> Work request:
Starting at the line with "should be preceded" and going on through the line with "You still have", reproduce each line in the records below exactly and nothing more.

=== Material provided ===

PR #1672, opened 2022-01-21
Fix #982 add --disable-progress option

### LINKED ISSUE #982: Add --no-progress to kopia sync-to
I am synching my local repo to a Wasabi S3 bucket daily. I am capturing the output from the cron job and have that one sent as an e-mail to myself. The output of the sync-to command is reallly… lengthy and I am actually not interested in that output.

How about adding the --no-progress option to this command, so it only outputs any errors ans not the whole progress?

fhriley:


cli/cli_progress.go
```diff
@@ -20,13 +20,13 @@ const (
...
 type progressFlags struct {
-	enableProgress         bool
+	disableProgress        bool
 	progressUpdateInterval time.Duration
 	out                    textOutput
 }
 
 func (p *progressFlags) setup(svc appServices, app *kingpin.Application) {
-	app.Flag("progress", "Enable progress bar").Hidden().Default("true").BoolVar(&p.enableProgress)
+	app.Flag("disable-progress", "Disable progress bar").BoolVar(&p.disableProgress)
```
jkowalski, line 29: I don't think we should remove existing flag. Also `--no-progress` is automatically added since this is a boolean flag, so perhaps all we need is better documentation, like this:

```
app.Flag("progress", "Enable progress bar (--no-progress to disable)").Default("true").BoolVar(&p.enableProgress)
```

fhriley: To me it doesn't make sense to have `--progress`. Why would I ever specify `--progress`? It defaults to true.

jkowalski: Thats correct. But it also adds no-progress which is what folks use today.

jkowalski: Also, your change will add `--no-disable-progress` :)

So how about we keep `progress` as-is for backwards compatibility (and hidden) and add this new flag which is arguably much more discoverable. Progress will be disabled if `disableProgress==true || progress == false`

PR #1675, opened 2022-01-22
feat(providers): treat token expiration errors as non-retryable

onkarbhat:
When an AWS session token expires, kopia should treat token expiration errors as non-retryable errors. This will ensure that transfers fail fast and the error is reported back to the user sooner.


repo/blob/storage.go
```diff
@@ -17,6 +17,14 @@ var ErrSetTimeUnsupported = errors.Errorf("SetTime is not supported")
 // ErrInvalidRange is returned when the requested blob offset or length is invalid.
 var ErrInvalidRange = errors.Errorf("invalid blob offset or length")
 
+// TokenExpiredErrStr is the error string returned by the provider
+// when a token has expired.
+const TokenExpiredErrStr = "The provided token has expired"
+
+// ErrTokenExpired is returned when the token used for
+// authenticating with a storage provider has expired.
+var ErrTokenExpired = errors.Errorf(TokenExpiredErrStr)
```
jkowalski, line 26: nit: can we call this `ErrInvalidCredentials` which is possible for username/password too when the password changes. Please adjust method names everywhere.

repo/blob/storage.go
```diff
@@ -17,6 +17,14 @@ var ErrSetTimeUnsupported = errors.Errorf("SetTime is not supported")
 // ErrInvalidRange is returned when the requested blob offset or length is invalid.
 var ErrInvalidRange = errors.Errorf("invalid blob offset or length")
 
+// TokenExpiredErrStr is the error string returned by the provider
+// when a token has expired.
+const TokenExpiredErrStr = "The provided token has expired"
```
jkowalski, line 22: nit: does this need to be public?

repo/blob/storage.go
jkowalski: (would be also great to adjust other providers' code if we can cleanly detect credential issues there)

repo/blob/storage.go
onkarbhat: Yes. The const is defined in the blob package . It is used in two places: 
-  In the same blob package with the const ErrInvalidCredentials 
- In the s3 package, in the function added in this PR isInvalidCredentials()

repo/blob/storage.go
onkarbhat: >  can we call this ErrInvalidCredentials which is possible for username/password too when the password changes. Please adjust method names everywhere.

Done. 

> (would be also great to adjust other providers' code if we can cleanly detect credential issues there)

Can I follow up on this in future PRs ?

julio-lopez (approved):
We can merge and iterate. Thanks @onkarbhat

PR #1685, opened 2022-01-29
fix(providers): fixed b2 provider failure

jkowalski:
There was a small regression in #1654 - only in negative tests.

Also removed unnecessary retries on ErrUnsupportedPutBlobOption
+ switched provider test to run once per day, instead of 12 times/day.


julio-lopez (approved):

julio-lopez:
FYI @adowair

adowair:
Thanks for raising this @jkowalski ! 🙏

PR #1689, opened 2020-01-06
[PAR-WDFT]-PASCAL-BESSON - ongoing

pascalbes:


ta-web-paris:
// Header
Good usage of header! 
To do a hero image, instead of giving the div (class=apple-pie) a fixed height, what you could also do is give the body and the html a height of 100% (and also a weight of 100%), and then you can adjust every other elements with a percentage.
For example, instead of fixing the div height to 200px, you could fix height = 30% or any other percentage. It helps keeping things clean. But your solution is also valide!
To center the text, instead of using a padding-top, you could apply display=flex to your div, and then justify the content and align the items. Tell me if you have a doubt on how to use it!

// Content
Personnally, I would put all the text content (i.e. which is not the hero image) inside a div, and then style it, with padding/margin, depending on what you want to do. Your solution works tho (using :not(h1)) but while reading it, we don't really understand why you are sparing the h1 :D

// General
I think the font-size is quite small. If you want to style it, you can give the html a default font-size (ex: 16x), and then style other elements using em.

// First list
Here, the "li" should be preceded by a "-" instead of the default bullet pooint. You can do that by removing the default list type, and then adding with the pseudo selector ":before" the content "-" :)

// Second list
It's a small nuance but the "li" numbers should be followed by a parenthesis and not a point. You can use this technique if you want: https://www.w3schools.com/cssref/pr_gen_counter-increment.asp
Don't hesitate if you have a question!

// Conclusion
Good use of HTML tags overall :)

pascalbes:
Hello,
I have made some modifications following your comments, but not sure I used git correctly so you can see it.
Can you confirm ?
Thanks !

ta-web-paris:
Hey! You could remove the "width:100%' to your "main" class, and remove the margin of the h1 title "apple pie", that would avoid a strange space on the top. To resize your main image, you could change the pixels so that the image take the whole screen (or use % or vh: that would be recommanded for hero images). Good work on the lists :)

PR #1691, opened 2020-01-06
PAR-WDFT-0120 - Yannick Bourenane

yannick-bourenane:
I used the same CSS file for both projects (not working with lite-server tho)


ta-web-paris:
Great use of css selectors ! Good job :)

ta-web-paris:
Also for the margin of the body, it is always better to wrap all your tags in a container that will have the margin instead of doing it for each tags.

yannick-bourenane:
Ok thanks for the feedback !

PR #1692, opened 2020-01-06
[PAR WDFT]-PAULC - ONGOING PH

pcarillion:


ta-web-paris:
Good job for the overall look of the website, it looks great but there still some tricks to do :

`*,
*>* {
    font-family: "Open Sans", "Helvetica Neue", "sans-serif";
}`
The * selector means select everything, if you do `*>*`, you mean select everything inside everything which doesn't make sense.

For the font-family, write it without the quotes, it will work with quotes but not on every browsers.

You have a margin on your body, this margin is automatically created by your browser, that's why 99% of the time it will always better to start your css with : 

`body {
margin: 0;
}`

Try to do the soup one taking into account all that, you are almost there :)

pcarillion:
new version

ta-web-paris:
You still have a gap on top of your page, it comes from the automatic margin of the h1 tag.
You could have 2 ways to deal with it, either you apply a 0 margin to your h1 as well : `h1{margin: 0}`, or you could do instead of the `body {margin: 0}` use the `*` selector to remove all the automatics margins : `* {margin: 0}`
Anyway good job :)

PR #1693, opened 2020-01-06
[PAR-WDFT]-FLÉCHON Cécile - Done

kamacess:
20200106 - lab css recipes clone completed \o/

### DIFF
--- a/starter-code/apple-pie-starter-code/css/main.css
+++ b/starter-code/apple-pie-starter-code/css/main.css
@@ -1,0 +1,61 @@
+* {
+    font-family: 'Open Sans', 'Helvetica Neue', sans-serif;
+}
+
+header {
+    background-image: url(../images/apple-pie.jpg);
+    background-size: 100%;
+    min-height: 1000px;
+}
+
+h1 {
+    color: white;
+    text-align: center;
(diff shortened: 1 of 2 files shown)


ta-web-paris:
// GENERAL
- You should put the link to your stylesheet inside the head tag, and not outside :)
- Be careful to the indentation :) Otherwise, your code would not be easy to read. Every element inside another should be indented. Ex: "li" are inside the "ul" so they should be a tab deeper than ul.
- Apart from that, your page looks really nice!

// HEADER
- The strange small margin you see around your image (top/left/right) is actually the body/html default margin. I would advice you to give the body and html a margin of 0 every time you start a project, so you start on a clear basis :) 
- To center the text, instead of using a padding, you could use, on the containing div, display:flex, justify-content:center, align-items: center. 

// ABOUT STYLING
Usually you don't give all the divs a padding. You add one containing div (ex: "content") (and actually you have one div containing all the sections, but you don't make any use of it) and then apply the padding to this div.

// LISTS
Awesome for the styling of the second list :). For the first one, there is a small nuance tho: we have to replace the bullet points by "-". You can do that by removing the default styling and using the pseudo-selector :before, to add a content before the "li"

PR #1695, opened 2020-01-06
[PAR-WDFT]-Guillaume-Marcellin ongoing

guiohm432:
Work advancement at the end of Day 1.


ta-web-paris:
Good job! You could have centered elements below the picture a bit more but that's almost perfect

PR #1697, opened 2020-01-06
[PAR-WDFT] Alix - ongoing

AlixdeR:


ta-web-paris:
Some things to change: the image is supposed to take the whole screen (then you can scroll and see the text), the font-size is too small, and you should center the elements below the image. It won't take long before it's all good though :)

AlixdeR:
modification done

ta-web-paris:
Perfect! :)

PR #1698, opened 2020-01-06
[PARIS-FT-102019] - Mehmet CO. - ongoing

MehmetCan75:


ta-web-paris:
// HEADER
- You could remove the odd margin around your image: it's the default margin of the body. Just remove it by setting it to 0 :)
- Great use of flexbox :)
- For the height: instead of fixing a fixed height, you could give the body/html a height of 100%, and then fix the height of the header to 100%. This way, it will adjust to the size of your screen


// SECTIONS
- You are repeating a lot of margins for sections (ex: section 1 and section 3 have exactly the same code :)). You could either write your css differently (ex: section1, section3 { ... }), or even giving one class to the containing div of all three sections, and then give this div a padding. This way, you don't have to write the class 3 times in your html
- Awesome for the second list and the trick for the numbering. For the first one tho, you should change the bullet points in "-". To do that, you can use the pseudo-selector ":before"


// TO IMPROVE
- You shouldn't use a "hr" to make visually a line. "hr" has a semantic meaning. You should use border-top / border-bottom on your sections
- You should center the two icon images! :)

Don't hesitate to tell me if you have any question :))) Good work!

PR #1699, opened 2020-01-06
[PAR-WDFT]-NINA ONGOING

Gorlanova:
Ongoing progress !


ta-web-paris:
Your code is super clean, that's awesome!

It's a good practice to comment your code as you did it in your CSS :)
As improvement points, I don't see a lot but here are my advices:
- As you are targeting just one existing header here, you don't need to add a class "header", you could target it with the tag selector ( header {...}). While on the contrary, your class "section" is useful since you are applying different styling to different sections. That's great :)
- You don't need the div in your section Intro, since you are not using it for any purpose. The paragraph is enough. Usually "br" is used when there is a significant meaning to the break line (ex: in a poem), and if you can you can try and style this paragraph instead (ex: by playing on its width. But this is really details :D)
  - You could style a "hr" (here you can use it because there is indeed a break in meaning between the different sections) but you could also style the sections, by adding them a border-top/bottom (depending on what you want to do)

  That being said, your work is awesome ! :)

Gorlanova:
Thank you very much ! 
I’ll keep these in mind for next time :)

PR #1700, opened 2020-01-06
[PAR-WDFT]-Kathleen D.

kathd:


ta-web-paris:
Your work looks great :)
It's cool that you also put an effort in finding a font too :)
It's also good practice to remove the default margin from the body, as you did.
To give you an additional solution: you could have used flexbox in order to center the h1 title, by applying display:flex, justify-content: center, align-items:center to the parent div.
Sincerely, I don't have much to say because it's awesome! Congrats :)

===

> Output:
Here, the "li" should be preceded by a "-" instead of the default bullet pooint. You can do that by removing the default list type, and then adding with the pseudo selector ":before" the content "-" :)

// Second list
It's a small nuance but the "li" numbers should be followed by a parenthesis and not a point. You can use this technique if you want: https://www.w3schools.com/cssref/pr_gen_counter-increment.asp
Don't hesitate if you have a question!

// Conclusion
Good use of HTML tags overall :)

pascalbes:
Hello,
I have made some modifications following your comments, but not sure I used git correctly so you can see it.
Can you confirm ?
Thanks !

ta-web-paris:
Hey! You could remove the "width:100%' to your "main" class, and remove the margin of the h1 title "apple pie", that would avoid a strange space on the top. To resize your main image, you could change the pixels so that the image take the whole screen (or use % or vh: that would be recommanded for hero images). Good work on the lists :)

PR #1691, opened 2020-01-06
PAR-WDFT-0120 - Yannick Bourenane

yannick-bourenane:
I used the same CSS file for both projects (not working with lite-server tho)


ta-web-paris:
Great use of css selectors ! Good job :)

ta-web-paris:
Also for the margin of the body, it is always better to wrap all your tags in a container that will have the margin instead of doing it for each tags.

yannick-bourenane:
Ok thanks for the feedback !

PR #1692, opened 2020-01-06
[PAR WDFT]-PAULC - ONGOING PH

pcarillion:


ta-web-paris:
Good job for the overall look of the website, it looks great but there still some tricks to do :

`*,
*>* {
    font-family: "Open Sans", "Helvetica Neue", "sans-serif";
}`
The * selector means select everything, if you do `*>*`, you mean select everything inside everything which doesn't make sense.

For the font-family, write it without the quotes, it will work with quotes but not on every browsers.

You have a margin on your body, this margin is automatically created by your browser, that's why 99% of the time it will always better to start your css with : 

`body {
margin: 0;
}`

Try to do the soup one taking into account all that, you are almost there :)

pcarillion:
new version

ta-web-paris:
You still have a gap on top of your page, it comes from the automatic margin of the h1 tag.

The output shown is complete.